A focus on accuracy in geopolitical forecasting

Penn Integrates Knowledge University Professors Philip Tetlock and Barbara Mellers have spent decades researching the myriad complexities inherent in forecasting future events. Their interdisciplinary work has come to fruition in a model that not only yields the most accurate geopolitical forecasting on record, but is the only one with empirical evidence to support it.

“We didn’t know what to do to improve forecasts, so we did what came naturally, and that was to run experiments,” says Mellers, who, like her husband Philip Tetlock, holds faculty appointments in the School of Arts & Sciences and the Wharton School.

Though running experiments may sound like a conventional first step, it was actually a novel thing to do, as no one had submitted forecasting techniques to any kind of testing before. This lack of rigor has led to the prevalence of biased, vague forecasts made by pundits who evade accountability—and as Mellers points out, these are the very forecasts on which politicians base decisions that put billions of dollars and thousands of lives at stake.

In response to this inadequacy, Intelligence Advanced Research Projects Activity (IARPA), the research arm of the Office of the Director of National Intelligence, planned a five-year forecasting tournament to identify the factors that measurably reduce bias and improve accuracy—two sides of the same coin.

Using findings that Tetlock published in his first book, “Expert Political Judgment,” to organize the tournament, IARPA objectively scored thousands of participant predictions on topics ranging from potential military conflicts to the movements of refugees and the spread of pandemics. Tetlock and Mellers’ team, coined the Good Judgment Project (GJP), outperformed all other teams in the tournament by a margin so wide that after two years, IARPA dropped all the other teams.

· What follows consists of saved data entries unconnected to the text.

PR #1494, opened 2020-01-03
Rewriting abstract

### LINKED ISSUE #1493: Inaccurate Abstract
"This specification describes a method that enables applications to take advantage of persistent background processing, including hooks to enable bootstrapping of web applications while offline."

It mentions "background" a few more times, but I think in practice they're not so much for background processing as this might make it seem.

I think it'd be better to describe it as being able to handle specific type of events in parallel to the main application, including potentially when the main application is not running. And that last bit only has some agreement for push thus far in practice, which is still visible to the user in some manner as I understand it.

jakearchibald:
Fixes #1493

***
<a href="https://pr-preview.s3.amazonaws.com/w3c/ServiceWorker/pull/1494.html" title="Last updated on Jan 9, 2020, 12:00 PM UTC (a235a64)">Preview</a> | <a href="https://pr-preview.s3.amazonaws.com/w3c/ServiceWorker/1494/7c23924...a235a64.html" title="Last updated on Jan 9, 2020, 12:00 PM UTC (a235a64)">Diff</a>

### DIFF
--- a/docs/index.bs
+++ b/docs/index.bs
@@ -13,11 +13,9 @@ Repository: w3c/ServiceWorker
 Group: serviceworkers
 !Tests: <a href=https://github.com/web-platform-tests/wpt/tree/master/service-workers>web-platform-tests service-workers/</a> (<a href=https://github.com/web-platform-tests/wpt/labels/service-workers>ongoing work</a>)
 Status Text: This is a living document. Readers need to be aware that this specification may include unimplemented features, and details that may change. <a href="https://w3c.github.io/ServiceWorker/v1/">Service Workers 1</a> is a version that is advancing toward a W3C Recommendation.
-Abstract: The core of this specification is a [=web worker=] that wakes in order for an [=event=] to be [=dispatched=] on its <a interface lt="ServiceWorkerGlobalScope">global object</a>. This provides an event destination that can be used when other destinations would be inappropriate, or no other destination exists.
+Abstract: The core of this specification is a [=web worker=] that wakes in order for an [=event=] to be [=dispatched=] on its <a interface lt="ServiceWorkerGlobalScope">global object</a>. This provides an <a href="#extensibility">extensible</a> event destination that can be used when other destinations would be inappropriate, or no other destination exists.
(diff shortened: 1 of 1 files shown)


docs/index.bs
```diff
@@ -13,11 +13,13 @@ Repository: w3c/ServiceWorker
...
 Abstract:
-Abstract: The core of this system is an event-driven <a>Web Worker</a>, which responds to events dispatched from documents and other sources. A system for managing installation, versions, and upgrades is provided.
+Abstract: For example, to allow the developer to decide how a page should be fetched, an event needs to dispatch potentially before any other execution contexts exist for that origin. To react to a push message, or completion of a persistent download, the context that originally registered interest may no longer exist. In these cases, the service worker is the ideal event destination.
 Abstract:
-Abstract: The service worker is a generic entry point for event-driven background processing in the Web Platform that is <a href="#extensibility">extensible by other specifications</a>.
+Abstract: The service worker is a generic entry point for event-driven processing that is <a href="#extensibility">extensible by other specifications</a>.
```
annevk: I'd probably drop this bit.

jakearchibald:
@jungkees @slightlyoff @mattto any thoughts about this before I merge?

jungkees:
It seems to me that the first paragraph of the change seems a bit too specific in using terms. I think abstract should just explain what it is simply. In that regard, the original text reads easier.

Tetlock’s new book, co-written with journalist Dan Gardner, “Superforecasting: The Art and Science of Prediction,” tells how they did it and the discoveries they made that are not only poised to transform forecasting, but also, according to Harvard psychology professor Steven Pinker, “have radical implications for politics, policy, journalism, education, and even epistemology—how we can best gain knowledge about the world.”

The book gets its title from the term GJP uses to refer to the top 2 percent of their performers—“superforecasters”—an elite subset that outperformed the average tournament forecaster by more than 50 percent. Not only were their predictions significantly more accurate, Mellers says, but they expressed themselves with more precision—and assessments showed them to be much more open-minded, as well.

Tetlock and Mellers’ findings about achievable levels of accuracy and the critical importance of open-mindedness raise the bar for forecasters and holds considerable promise for depolarizing political debates. Tetlock calls this application of their research “a key part of our agenda for future work.”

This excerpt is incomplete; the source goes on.